What is being asked: Tally the lines in the data below in which the word "testheader" occurs, then give only the total.

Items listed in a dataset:
BEGIN
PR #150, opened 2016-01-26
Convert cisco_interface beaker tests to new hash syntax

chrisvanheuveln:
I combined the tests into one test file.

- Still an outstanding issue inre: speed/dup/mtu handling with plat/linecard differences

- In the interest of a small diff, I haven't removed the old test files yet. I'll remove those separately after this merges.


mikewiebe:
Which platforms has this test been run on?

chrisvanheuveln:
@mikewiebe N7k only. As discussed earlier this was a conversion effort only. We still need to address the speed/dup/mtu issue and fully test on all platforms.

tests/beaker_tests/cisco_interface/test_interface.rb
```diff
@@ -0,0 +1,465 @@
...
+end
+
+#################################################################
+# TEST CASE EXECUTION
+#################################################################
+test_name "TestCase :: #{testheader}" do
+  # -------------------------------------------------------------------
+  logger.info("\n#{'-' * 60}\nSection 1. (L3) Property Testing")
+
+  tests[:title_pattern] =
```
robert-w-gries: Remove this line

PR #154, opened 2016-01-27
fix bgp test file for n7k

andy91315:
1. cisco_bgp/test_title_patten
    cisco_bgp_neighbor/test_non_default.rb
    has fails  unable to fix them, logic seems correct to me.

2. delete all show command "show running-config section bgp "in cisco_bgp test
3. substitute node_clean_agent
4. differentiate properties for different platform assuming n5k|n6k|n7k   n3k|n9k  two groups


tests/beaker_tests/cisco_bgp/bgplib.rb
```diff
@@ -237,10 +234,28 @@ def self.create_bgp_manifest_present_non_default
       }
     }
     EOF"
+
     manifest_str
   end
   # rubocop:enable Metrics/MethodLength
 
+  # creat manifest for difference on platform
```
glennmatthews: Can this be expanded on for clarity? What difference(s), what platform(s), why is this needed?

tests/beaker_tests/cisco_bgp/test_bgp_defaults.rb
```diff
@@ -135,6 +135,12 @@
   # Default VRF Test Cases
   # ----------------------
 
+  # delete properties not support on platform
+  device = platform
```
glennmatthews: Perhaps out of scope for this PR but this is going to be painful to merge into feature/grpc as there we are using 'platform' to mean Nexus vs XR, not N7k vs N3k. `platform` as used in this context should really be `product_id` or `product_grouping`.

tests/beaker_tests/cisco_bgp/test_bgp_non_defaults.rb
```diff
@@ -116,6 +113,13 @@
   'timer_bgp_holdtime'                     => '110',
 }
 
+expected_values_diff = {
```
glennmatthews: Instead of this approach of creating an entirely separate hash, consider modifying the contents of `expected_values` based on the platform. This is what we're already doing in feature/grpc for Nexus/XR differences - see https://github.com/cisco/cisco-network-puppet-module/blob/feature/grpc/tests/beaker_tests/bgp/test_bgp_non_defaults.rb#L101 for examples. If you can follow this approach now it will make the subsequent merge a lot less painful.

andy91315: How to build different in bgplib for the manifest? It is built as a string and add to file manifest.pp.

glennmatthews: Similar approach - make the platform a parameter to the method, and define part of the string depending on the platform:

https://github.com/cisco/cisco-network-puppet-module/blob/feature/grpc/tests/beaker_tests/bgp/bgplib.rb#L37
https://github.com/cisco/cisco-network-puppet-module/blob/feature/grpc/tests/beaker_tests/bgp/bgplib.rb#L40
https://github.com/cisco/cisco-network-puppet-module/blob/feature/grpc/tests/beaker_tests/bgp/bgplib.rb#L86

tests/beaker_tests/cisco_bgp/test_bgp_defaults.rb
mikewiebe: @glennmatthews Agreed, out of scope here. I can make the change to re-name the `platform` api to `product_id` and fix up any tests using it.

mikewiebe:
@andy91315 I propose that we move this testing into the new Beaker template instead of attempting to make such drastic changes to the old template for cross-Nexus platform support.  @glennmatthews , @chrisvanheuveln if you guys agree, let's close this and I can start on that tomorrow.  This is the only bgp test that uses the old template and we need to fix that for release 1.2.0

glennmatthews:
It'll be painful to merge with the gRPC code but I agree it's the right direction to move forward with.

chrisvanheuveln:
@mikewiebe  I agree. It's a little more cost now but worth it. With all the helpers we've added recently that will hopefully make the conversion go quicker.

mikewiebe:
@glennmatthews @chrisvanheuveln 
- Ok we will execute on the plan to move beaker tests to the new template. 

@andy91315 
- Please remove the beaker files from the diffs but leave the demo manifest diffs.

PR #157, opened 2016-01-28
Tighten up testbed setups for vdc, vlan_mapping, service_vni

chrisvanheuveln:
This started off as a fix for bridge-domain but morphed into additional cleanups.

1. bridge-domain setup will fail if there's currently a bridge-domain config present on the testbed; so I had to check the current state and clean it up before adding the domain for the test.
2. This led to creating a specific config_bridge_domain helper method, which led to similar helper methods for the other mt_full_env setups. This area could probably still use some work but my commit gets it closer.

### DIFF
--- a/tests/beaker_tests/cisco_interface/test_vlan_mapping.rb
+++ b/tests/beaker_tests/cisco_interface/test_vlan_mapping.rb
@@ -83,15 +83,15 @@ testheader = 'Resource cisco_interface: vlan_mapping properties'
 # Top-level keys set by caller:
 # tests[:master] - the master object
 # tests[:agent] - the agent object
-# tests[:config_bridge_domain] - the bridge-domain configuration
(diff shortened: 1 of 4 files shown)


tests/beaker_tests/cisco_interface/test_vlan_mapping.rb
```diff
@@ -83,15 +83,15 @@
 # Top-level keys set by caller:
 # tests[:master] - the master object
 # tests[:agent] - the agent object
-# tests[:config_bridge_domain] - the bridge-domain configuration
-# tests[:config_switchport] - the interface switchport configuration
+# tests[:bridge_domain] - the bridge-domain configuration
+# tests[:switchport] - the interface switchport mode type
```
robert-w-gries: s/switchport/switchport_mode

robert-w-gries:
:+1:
END
Problem solution: 2